Simulation of large-scale computing platforms
The next two articles examine issues related to simulating and evaluating large-scale computing platforms. Given these systems' size and complexity, tractable simulation techniques are needed to evaluate performance and power consumption.
In "Simulating Whole Supercomputer Applications," Juan Gonzalez et al. present a methodology to reduce simulation time for large-scale message-passing interface (MPI) applications. This work leverages MPI tasks' independent nature to extract representative computation regions between communication instances. A small number of these regions can be simulated to drastically reduce simulation time with reasonable accuracy.
In "Automated Full-System Power Characterization," Stijn Polfliet et al. develop a methodology for automated generation of synthetic benchmarks used for characterizing power consumption in multicore servers. In particular, this article considers the contributions of I/O and disks to overall power consumption rather than focusing only on CPU and memory. Energy-related costs contribute substantially to the TCO of very large-scale computing systems; furthermore, the use of multithreaded, multicore architectures and the impact of other system components must be characterized when deploying these systems.
The previous article focuses on a methodology to measure peak power consumption; the final article, "Energy-Aware Accounting and Billing in Large-Scale Computing Facilities" by Víctor Jiménez et al., advocates for accurate accounting of user-specific energy usage. Energy-aware accounting will lead to benefits for both the facility owner and the user. Like the previous article, this work is motivated by energy costs' contribution to TCO and the need for energy-efficient and energy-proportional large-scale computing facilities. The authors outline hardware and software challenges that must be overcome to realize this type of accounting.
This issue represents a snapshot of work going on in this broad field. It's useful to connect microarchitects to those running large-scale applications to provide greater insight and identify further opportunities and demands for innovation. We hope that you will enjoy the selected articles, and we encourage you to provide feedback on this issue.

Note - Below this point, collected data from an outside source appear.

Issue #9656, opened 2020-12-15
Grid ComponentRenderer may fail to render since CompositeDataGenerator is not deterministic


TatuLund:
Grid ComponentRenderer may fail to render since CompositeDataGenerator is not deterministic. See the sample code below.

As the item has two generators, the component renderer and class name generator, calling refreshItem will trigger them to occasionally be called in different order. Refresh page multiple times and you will sometimes see that Button is not rendered.

```
import java.util.Arrays;
import com.vaadin.flow.component.button.Button;
import com.vaadin.flow.component.grid.Grid;
import com.vaadin.flow.component.orderedlayout.VerticalLayout;
import com.vaadin.flow.data.provider.ListDataProvider;
import com.vaadin.flow.router.Route;

@Route("componentbug")
public class ComponentRendererBug extends VerticalLayout {

    public ComponentRendererBug() {
        final Grid<Integer> grid = new Grid<>();
        grid.setDataProvider(new ListDataProvider<>(Arrays.asList(1,2,3)));
        grid.addColumn(integer -> integer);
        Grid.Column<Integer> componentColumn = grid.addComponentColumn(integer -> new Button("Button "+integer));
        componentColumn.setClassNameGenerator(integer -> {
            grid.getDataProvider().refreshItem(integer);
            return "custom-class-name";
        });
        add(grid);
    }
}
```

PR #9657, opened 2020-12-15
fix: use LinkedHashSet (not HashSet) for deterministic CompositeDataGenerator 

TatuLund:
Fixes https://github.com/vaadin/flow/issues/9656

### DIFF
--- a/flow-data/src/main/java/com/vaadin/flow/data/provider/CompositeDataGenerator.java
+++ b/flow-data/src/main/java/com/vaadin/flow/data/provider/CompositeDataGenerator.java
@@ -39,7 +39,7 @@ import elemental.json.JsonObject;
 public class CompositeDataGenerator<T>
         implements DataGenerator<T>, HasDataGenerators<T> {
 
-    private final Set<DataGenerator<T>> dataGenerators = new LinkedHashSet<>();
+    final Set<DataGenerator<T>> dataGenerators = new LinkedHashSet<>();
 
     @Override
     public void generateData(T item, JsonObject jsonObject) {
--- a/flow-data/src/main/java/com/vaadin/flow/data/provider/CompositeDataGenerator.java
+++ b/flow-data/src/main/java/com/vaadin/flow/data/provider/CompositeDataGenerator.java
@@ -15,8 +15,8 @@
  */
 package com.vaadin.flow.data.provider;
 
-import java.util.HashSet;
-import java.util.Set;
+import java.util.ArrayList;
+import java.util.List;
 
 import com.vaadin.flow.shared.Registration;
 
@@ -39,7 +39,7 @@ import elemental.json.JsonObject;
 public class CompositeDataGenerator<T>
         implements DataGenerator<T>, HasDataGenerators<T> {
 
-    private final Set<DataGenerator<T>> dataGenerators = new HashSet<>();
+    private final List<DataGenerator<T>> dataGenerators = new ArrayList<>();
 
     @Override
     public void generateData(T item, JsonObject jsonObject) {
--- a/flow-data/src/main/java/com/vaadin/flow/data/provider/CompositeDataGenerator.java
+++ b/flow-data/src/main/java/com/vaadin/flow/data/provider/CompositeDataGenerator.java
@@ -15,8 +15,8 @@
  */
 package com.vaadin.flow.data.provider;
 
-import java.util.ArrayList;
-import java.util.List;
+import java.util.LinkedHashSet;
+import java.util.Set;
 
 import com.vaadin.flow.shared.Registration;
 
@@ -39,7 +39,7 @@ import elemental.json.JsonObject;
 public class CompositeDataGenerator<T>
         implements DataGenerator<T>, HasDataGenerators<T> {
 
-    private final List<DataGenerator<T>> dataGenerators = new ArrayList<>();
+    private final Set<DataGenerator<T>> dataGenerators = new LinkedHashSet<>();
 
     @Override
     public void generateData(T item, JsonObject jsonObject) {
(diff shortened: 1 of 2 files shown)


flow-data/src/main/java/com/vaadin/flow/data/provider/CompositeDataGenerator.java
```diff
@@ -39,7 +39,7 @@
 public class CompositeDataGenerator<T>
         implements DataGenerator<T>, HasDataGenerators<T> {
 
-    private final Set<DataGenerator<T>> dataGenerators = new HashSet<>();
+    private final List<DataGenerator<T>> dataGenerators = new ArrayList<>();
```
joheriks, line 42: Does this change API slightly in that `addDataGenerator` is no longer idempotent? Would perhaps be safer to use `LinkedHashSet `, which has set semantics but preserves order.

TatuLund: True

Artur-:
I am not saying tests are mandatory but if you leave them out, it means you are fine if somebody reverts the patch tomorrow. It should not be difficult to add a test that the order is preserved

joheriks:
> Ok, did that, which required to make dataGenerators package protected.

It can be tested without the visibility modificiation, with just slightly blacker-box test. E.g. public method `destroyAllData` calls the `dataGenerators` in order. The test could register e.g. three `DataGenerator` instances which have side effect on a local mutable, e.g., appending `this` to a local list. Then the list can be asserted to be in order of registration.

flow-data/src/test/java/com/vaadin/flow/data/provider/CompositeDataGeneratorTest.java
```diff
@@ -196,4 +196,14 @@ public void dataGeneratorRegistration_remove_dataIsDestroyed() {
                 CoreMatchers.not(CoreMatchers.hasItem("item1")));
     }
 
+    @Test
+    public void orderIsPreserved() {
+        CompositeDataGenerator<String> cdg = new CompositeDataGenerator<>();
+        DataGenerator<String> dg1 = (String, JsonObject) -> {};
+        DataGenerator<String> dg2 = (String, JsonObject) -> {};
+        List<DataGenerator<String>> expected = Arrays.asList(dg1,dg2);
```
joheriks, line 204: `Arrays` may need import.

flow-data/src/test/java/com/vaadin/flow/data/provider/CompositeDataGeneratorTest.java
```diff
@@ -196,4 +196,14 @@ public void dataGeneratorRegistration_remove_dataIsDestroyed() {
...
+        cdg.addDataGenerator(dg1);
+        cdg.addDataGenerator(dg2);
+        assertEquals(expected,new ArrayList<>(cdg.dataGenerators));
```
joheriks, line 207: `Assert.assertEquals` or import.

joheriks (changes requested):

TatuLund:
> It can be tested without the visibility modificiation

The both approaches have their pros and cons, it is really hard to judge which is better.

joheriks (approved):

joheriks:
> The both approaches have their pros and cons, it is really hard to judge which is better.

True, I'm fine with package-private. Just wanted to highlight the alternative.

flow-data/src/test/java/com/vaadin/flow/data/provider/CompositeDataGeneratorTest.java
```diff
@@ -196,4 +200,14 @@ public void dataGeneratorRegistration_remove_dataIsDestroyed() {
                 CoreMatchers.not(CoreMatchers.hasItem("item1")));
     }
 
+    @Test
+    public void orderIsPreserved() {
```
mshabarov, line 204:
```suggestion
    public void addDataGenerator_orderIsPreserved() {
```

flow-data/src/test/java/com/vaadin/flow/data/provider/CompositeDataGeneratorTest.java
```diff
@@ -196,4 +200,14 @@ public void dataGeneratorRegistration_remove_dataIsDestroyed() {
...
+        CompositeDataGenerator<String> cdg = new CompositeDataGenerator<>();
+        DataGenerator<String> dg1 = (String, JsonObject) -> {};
+        DataGenerator<String> dg2 = (String, JsonObject) -> {};
+        List<DataGenerator<String>> expected = Arrays.asList(dg1,dg2);
+        cdg.addDataGenerator(dg1);
+        cdg.addDataGenerator(dg2);
+        assertEquals(expected,new ArrayList<>(cdg.dataGenerators));
```
mshabarov, line 211:
```suggestion
        assertEquals(expected, new ArrayList<>(cdg.dataGenerators));
```

flow-data/src/test/java/com/vaadin/flow/data/provider/CompositeDataGeneratorTest.java
```diff
@@ -196,4 +200,14 @@ public void dataGeneratorRegistration_remove_dataIsDestroyed() {
                 CoreMatchers.not(CoreMatchers.hasItem("item1")));
     }
 
+    @Test
+    public void orderIsPreserved() {
+        CompositeDataGenerator<String> cdg = new CompositeDataGenerator<>();
+        DataGenerator<String> dg1 = (String, JsonObject) -> {};
+        DataGenerator<String> dg2 = (String, JsonObject) -> {};
+        List<DataGenerator<String>> expected = Arrays.asList(dg1,dg2);
```
mshabarov, line 208:
```suggestion
        List<DataGenerator<String>> expected = Arrays.asList(dg1, dg2);
```

mshabarov (approved):
Small nits

mshabarov (changes requested):
> > It can be tested without the visibility modificiation

> The both approaches have their pros and cons, it is really hard to judge which is better.

I would go with Johannes's approach (use `callOrder`) and keep the modifier `private`, because the package consists of a lot of classes with heavy data handling logic, and the risk of accidentally modify the internal state is high.

mshabarov (approved):

mshabarov:
Cherry picked to `2.4`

We are grateful to be able to present such a strong sampling of ongoing work related to very large-scale computing systems. We thank all the authors of submitted articles and the reviewers for providing detailed, constructive comments during the review process.
Natalie Enright Jerger is an assistant professor in the Edward S. Rogers Department of Electrical and Computer Engineering at the University of Toronto. Her research interests include many-core and multicore architectures, on-chip networks, and cache coherence protocols. Enright Jerger has a PhD in electrical engineering from the University of Wisconsin–Madison. She's a member of IEEE, the IEEE Computer Society, and the ACM.
Mikko Lipasti is the Philip Dunham Reed Professor in Electrical and Computer Engineering at the University of Wisconsin–Madison. His research interests include improving performance and power efficiency, reducing bandwidth and complexity, and masking memory and interprocessor communication latencies in conventional computing systems, as well as novel biologically inspired computing systems modeled after the human neocortex. Lipasti received his PhD in electrical and computer engineering from Carnegie Mellon University. He's a senior member of IEEE.